- Work instruction -
Go through the records below and report each line with "number" in it.

____ Dataset extract

PR #198, opened 2019-09-07
Support ptex mesh - step 4: load and set atlas textures correctly

bigbike:
## Motivation and Context
This PR is to load and set the atlas textures (.hdr files) in correct format using magnum;

Must-have for rendering pets meshes

## How Has This Been Tested
local (see #132)

## Types of changes

## Checklist

### DIFF
--- a/src/esp/assets/PTexMeshData.cpp
+++ b/src/esp/assets/PTexMeshData.cpp
@@ -12,8 +12,10 @@
 #include <Corrade/Containers/Array.h>
 #include <Corrade/Containers/ArrayView.h>
 #include <Corrade/Containers/ArrayViewStl.h>
+#include <Corrade/Utility/Assert.h>
 #include <Corrade/Utility/Directory.h>
 #include <Magnum/GL/BufferTextureFormat.h>
+#include <Magnum/GL/TextureFormat.h>
 #include <Magnum/ImageView.h>
 #include <Magnum/PixelFormat.h>
 
@@ -614,28 +616,40 @@ void PTexMeshData::uploadBuffersToGPU(bool forceReload) {
                         Magnum::GL::MeshIndexType::UnsignedInt);
   }
 
+  // load atlas data and upload them to GPU
+  LOG(INFO) << "loading atlas textures: ";
   for (size_t iMesh = 0; iMesh < renderingBuffers_.size(); ++iMesh) {
-    const std::string rgbFile =
-        atlasFolder_ + "/" + std::to_string(iMesh) + "-color-ptex.rgb";
-    if (!io::exists(rgbFile)) {
-      ASSERT(false, "Can't find " + rgbFile);
-    }
-    LOG(INFO) << "\rLoading atlas " << iMesh + 1 << "/"
-              << renderingBuffers_.size() << "... ";
-    LOG(INFO).flush();
+    const std::string hdrFile = Corrade::Utility::Directory::join(
+        atlasFolder_, std::to_string(iMesh) + "-color-ptex.hdr");
 
-    Cr::Containers::Array<const char, Cr::Utility::Directory::MapDeleter> data =
-        Cr::Utility::Directory::mapRead(rgbFile);
-    const int dim = static_cast<int>(std::sqrt(data.size() / 3));  // square
-    Magnum::ImageView2D image(Magnum::PixelFormat::RGB8UI, {dim, dim}, data);
+    CORRADE_ASSERT(io::exists(hdrFile), "Error : Cannot find the .hdr file ", );
+
+    LOG(INFO) << "Loading atlas " << iMesh + 1 << "/"
+              << renderingBuffers_.size() << " from " << hdrFile << ". ";
+
+    Corrade::Containers::Array<const char,
+                               Corrade::Utility::Directory::MapDeleter>
+        data = Corrade::Utility::Directory::mapRead(hdrFile);
+    // divided by 6, since there are 3 channels, R, G, B, each of which takes 1
+    // half_float (2 bytes)
+    const int dim = static_cast<int>(std::sqrt(data.size() / 6));  // square
+
+    // atlas
+    // the size of each image is dim x dim x 3 (RGB) x 2 (half_float), which
+    // equals to numBytes
+    Magnum::ImageView2D image(Magnum::PixelFormat::RGB16F, {dim, dim}, data);
+    const int mipLevelCount = Magnum::Math::log2(image.size().min()) + 1;
+    const int mipLevel = 0;
+
     renderingBuffers_[iMesh]
         ->tex.setWrapping(Magnum::GL::SamplerWrapping::ClampToEdge)
         .setMagnificationFilter(Magnum::GL::SamplerFilter::Linear)
         .setMinificationFilter(Magnum::GL::SamplerFilter::Linear)
-        // .setStorage(1, GL::TextureFormat::RGB8UI, image.size())
-        .setSubImage(0, {}, image);
+        .setStorage(mipLevelCount, Magnum::GL::TextureFormat::RGB16F,
+                    image.size())
+        .setSubImage(mipLevel, {}, image)
+        .generateMipmap();
   }
-  LOG(INFO) << "... done" << std::endl;
 
   buffersOnGPU_ = true;
 }


bigbike:

Thanks.

bigbike:
> LGTM! 👍 Should be good to land after the Corrade namespace alias is reintroduced.

Thanks for reviewing it. 
I have different opinions about the abbreviation.
See my comments in other PR.

src/esp/assets/PTexMeshData.cpp
```diff
@@ -614,28 +616,40 @@ void PTexMeshData::uploadBuffersToGPU(bool forceReload) {
...
+    // divided by 6, since there are 3 channels, R, G, B, each of which takes 1
+    // half_float (2 bytes)
+    const int dim = static_cast<int>(std::sqrt(data.size() / 6));  // square
+
+    // atlas
+    // the size of each image is dim x dim x 3 (RGB) x 2 (half_float), which
+    // equals to numBytes
+    Magnum::ImageView2D image(Magnum::PixelFormat::RGB16F, {dim, dim}, data);
+    const int mipLevelCount = Magnum::Math::log2(image.size().min()) + 1;
+    const int mipLevel = 0;
```
mosra: Do we really need to have the mip level in a dedicated variable? :) That's what you usually do if you don't have pre-calculated mips, upload just the first one and let `generateMipmap()` populate the others. Extending this style further, it would need a `const Vector2i offset = {}` as well. I don't think either is necessary.

src/esp/assets/PTexMeshData.cpp
```diff
@@ -614,28 +616,40 @@ void PTexMeshData::uploadBuffersToGPU(bool forceReload) {
...
+        atlasFolder_, std::to_string(iMesh) + "-color-ptex.hdr");
+
+    CORRADE_ASSERT(io::exists(hdrFile), "Error : Cannot find the .hdr file ", );
+
+    LOG(INFO) << "Loading atlas " << iMesh + 1 << "/"
+              << renderingBuffers_.size() << " from " << hdrFile << ". ";
+
+    Corrade::Containers::Array<const char,
+                               Corrade::Utility::Directory::MapDeleter>
+        data = Corrade::Utility::Directory::mapRead(hdrFile);
```
mosra: I wonder, does Replica plan to supply the textures in some real file format (with size metadata, compression and such)? With half-floats it could easily be an EXR. Storing (and loading) the data uncompressed is quite wasteful IMHO and this guesswork with calculating image size is error-prone.

bigbike: I see. To answer this question, we will have to ask our colleagues at FRL who wrote the replicaSDK. 
This code is simply following that.

src/esp/assets/PTexMeshData.cpp
bigbike: Yes, the reason is to improve the code readability, and also make the program less error-prone. I learned it these years when I developed the infra at FB product team.

Ideally code should be self-explanatory. '0' and `Magnum::Math::log2(image.size().min()) + 1` are somehow magic number and expression here without knowing the actual meaning unless reading the header files (We are fortunate enough as we can just read your docs instead of going deeply into Magnum to find the .h file). You are the author of the Magnum, so perhaps you do not see this as a problem. Even worse, a moment later, you may forget, and you will have to check it again.

When I start the project, the application simply gave me a "black screen" without rendering anything. So every function was suspicious at that moment. I had to check each parameter passed to the function, see if we pass the correct one, and pass it properly  (that was how I found the issue about the number we passed to the setCount() was wrong, which caused the segfault. Remember?) This process is quite painful. Using the "redundant" variables here, it eases the pain a bit since I only check it once, and will not forget it when I look it again later. 

Also, it prevents errors sometimes. Considering a function, 'Foo(int a, int b)', the compiler will not rise any complain if anyone accidentally passes "b" as "a" and "a" as "b" when calling it. It is not necessary the case here, but the logic is the same.

And yes, ideally it would need a `const Vector2i offset = {}`; I admit I made a tradeoff here. I can add it if we agree on it.

src/esp/assets/PTexMeshData.cpp
mosra: Sure -- I'm not saying this code is to blame ;) It just felt strange to me, so I figured you would know the reason why they did it like this.

src/esp/assets/PTexMeshData.cpp
mosra: I'm trying hard to avoid confusing APIs like `setFoo(0, {}, -3, true, false, 74)` and I think the `setSubImage()` is still acceptable :) Too bad C++ doesn't have a possibility to use named parameters like Python, then it could be crystal clear:

```cpp
.setSubImage(mipLevel=0, offset={}, image)
```

As a middle ground, if you feel this is really a problem, what about this instead? Similarly to what you did in #200 yesterday:

```cpp
.setSubImage(
  0,  // mipLevel
  {}, // offset
  image)
```

bigbike:
Let me know if you have more comments about this PR before I merge it. Thanks.

src/esp/assets/PTexMeshData.cpp
msavva: Agreed with @mosra 's suggestion above, it will make parameter interpretation clear while not selectively introducing additional local variables.

bigbike: By simply comparing to the "named parameters" in python, what I implemented here is closer than what you suggested.

"Self-explanatory" means code is well understood even without the comments. This is exactly what I did here, and in my humble opinion, it is better than the middle ground solution. 

I do not think it make the code unnecessarily complicated. In fact, to keep it simple,  I compromised as I did not replace the `{}` by another variable, `offset`.

Performance lost? Apparently not. Even if it has, it is totally negligible.

I really do not see any good reason to give it up. But if it make you more comfortable, I am actually going to change it. Not a big deal to me, though.

src/esp/assets/PTexMeshData.cpp
```diff
@@ -616,29 +618,41 @@ void PTexMeshData::uploadBuffersToGPU(bool forceReload) {
...
-    if (!io::exists(rgbFile)) {
-      ASSERT(false, "Can't find " + rgbFile);
-    }
-    LOG(INFO) << "\rLoading atlas " << iMesh + 1 << "/"
-              << renderingBuffers_.size() << "... ";
-    LOG(INFO).flush();
+    const std::string hdrFile = Cr::Utility::Directory::join(
+        atlasFolder_, std::to_string(iMesh) + "-color-ptex.hdr");
+
+    CORRADE_ASSERT(io::exists(hdrFile), "Error : Cannot find the .hdr file ", );
```
bigbike: @mosra :
For the 2nd parameter, I cannot do something like, "Error : Cannot find the .hdr file " << hdrFile as the compiler returns large number of errors.

src/esp/assets/PTexMeshData.cpp
```diff
@@ -616,29 +618,41 @@ void PTexMeshData::uploadBuffersToGPU(bool forceReload) {
...
+              << renderingBuffers_.size() << " from " << hdrFile << ". ";
 
     Cr::Containers::Array<const char, Cr::Utility::Directory::MapDeleter> data =
-        Cr::Utility::Directory::mapRead(rgbFile);
-    const int dim = static_cast<int>(std::sqrt(data.size() / 3));  // square
+        Cr::Utility::Directory::mapRead(hdrFile);
+    // divided by 6, since there are 3 channels, R, G, B, each of which takes 1
+    // half_float (2 bytes)
+    const int dim = static_cast<int>(std::sqrt(data.size() / 6));  // square
+
```
msbaines: Maybe add a debug assertion that:

dim*dim*6 = data.size()

bigbike: Done.

bigbike:
Let me know if you have further suggestions. Thanks a lot.

src/esp/assets/PTexMeshData.cpp
mosra: Does it complain also if you `#include <Corrade/Utility/DebugStl.h>`?

bigbike: I did include a header file, but maybe not this one. Let me try. Thanks.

________

- Task output -
Ideally code should be self-explanatory. '0' and `Magnum::Math::log2(image.size().min()) + 1` are somehow magic number and expression here without knowing the actual meaning unless reading the header files (We are fortunate enough as we can just read your docs instead of going deeply into Magnum to find the .h file). You are the author of the Magnum, so perhaps you do not see this as a problem. Even worse, a moment later, you may forget, and you will have to check it again.
When I start the project, the application simply gave me a "black screen" without rendering anything. So every function was suspicious at that moment. I had to check each parameter passed to the function, see if we pass the correct one, and pass it properly  (that was how I found the issue about the number we passed to the setCount() was wrong, which caused the segfault. Remember?) This process is quite painful. Using the "redundant" variables here, it eases the pain a bit since I only check it once, and will not forget it when I look it again later. 
For the 2nd parameter, I cannot do something like, "Error : Cannot find the .hdr file " << hdrFile as the compiler returns large number of errors.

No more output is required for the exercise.